We are off to the amFAR gala at Milan Fashion Week where we find WTF regular Ciara wearing Roberto Cavalli.
Ciara looks as if she has been playing dress-up with mummy’s curtains. WTF hopes that she rehung them when she got home.
Now we meet squillionaire Hong Kong businessman Stephen Hung wearing a most remarkable suit. Are those butterfly brooches?
Being very rich makes you are a prime target for kidnap so presumably Stephen wore this dotfest with very terrible trousers so as to be visible to his security staff amongst a sea of dinner jackets. Although any abductors would be strobed to death well before they could whip out the chloroform.
This is “socialite” (i.e. hedonist with more money than sense) Hofit Golan wearing Mario Dice.
It is not just the boring peekaboo Minge Moment like a lacy inkblot, although that is bad enough. It is the faux-pubes detailing around the Minge. At least one hopes they are faux-pubes.
Finally, our old friend fashionista supreme Anna dello Russo wearing St Laurent.
This is very Wild West saloon bride with creosote kninckles. In case you are anxious to replicate this look before checking yourself into a mental health facility, the dress costs £4,665 and the boots £845. Although presumably Anna didn’t pay….
This week’s It’s Got To Go is from WTF aficionado Leslie from London, quoted practically verbatim. Leslie has got the dead raving needle with Facebook posts which carry a cute message, usually accompanied with a nauseatingly twee image of a dog/baby/lily etc. and are put up by people too inane to think up their own punchlines. Here is an image of what I mean and it is by no means the worst. Although WTF observes this one is also misspelt.

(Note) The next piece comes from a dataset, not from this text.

PR #1377, opened 2024-07-16
Closes #1375: Migrate Variables from figma_import to dc_bundle

### LINKED ISSUE #1375: Migrate Variables from figma_import to dc_bundle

OK Readers, that’s your lot for this week. Comments abounded last week, keeping a wide smile on WTF’s face. Keep them coming and your excellent suggestions for It’s Got To Go and let us meet again next Friday. Be good x
Ciara looks as if she got out of bed in a hurry and got the quilt caught in her knickers, and Hofit Golan seems to have a pair of gloves shoved down her dress. Anna Dello Russo looks ridiculous, but then she always does. The boots look like Max Wall cast-offs.
You do realize that if Mr. Corbyn becomes Prime Minister I will be the first to ask you about taking a round from Floyd Mayweather.
That’s ‘when’, not if 😀
So I should give Floyd a call and start making arrangements?
I had better start spending more time in the gym
I totally misread your text for Selena Gomez, I read it as ‘Selena Gomez wearing moose’. The frock was so awful that it didn’t sound amiss.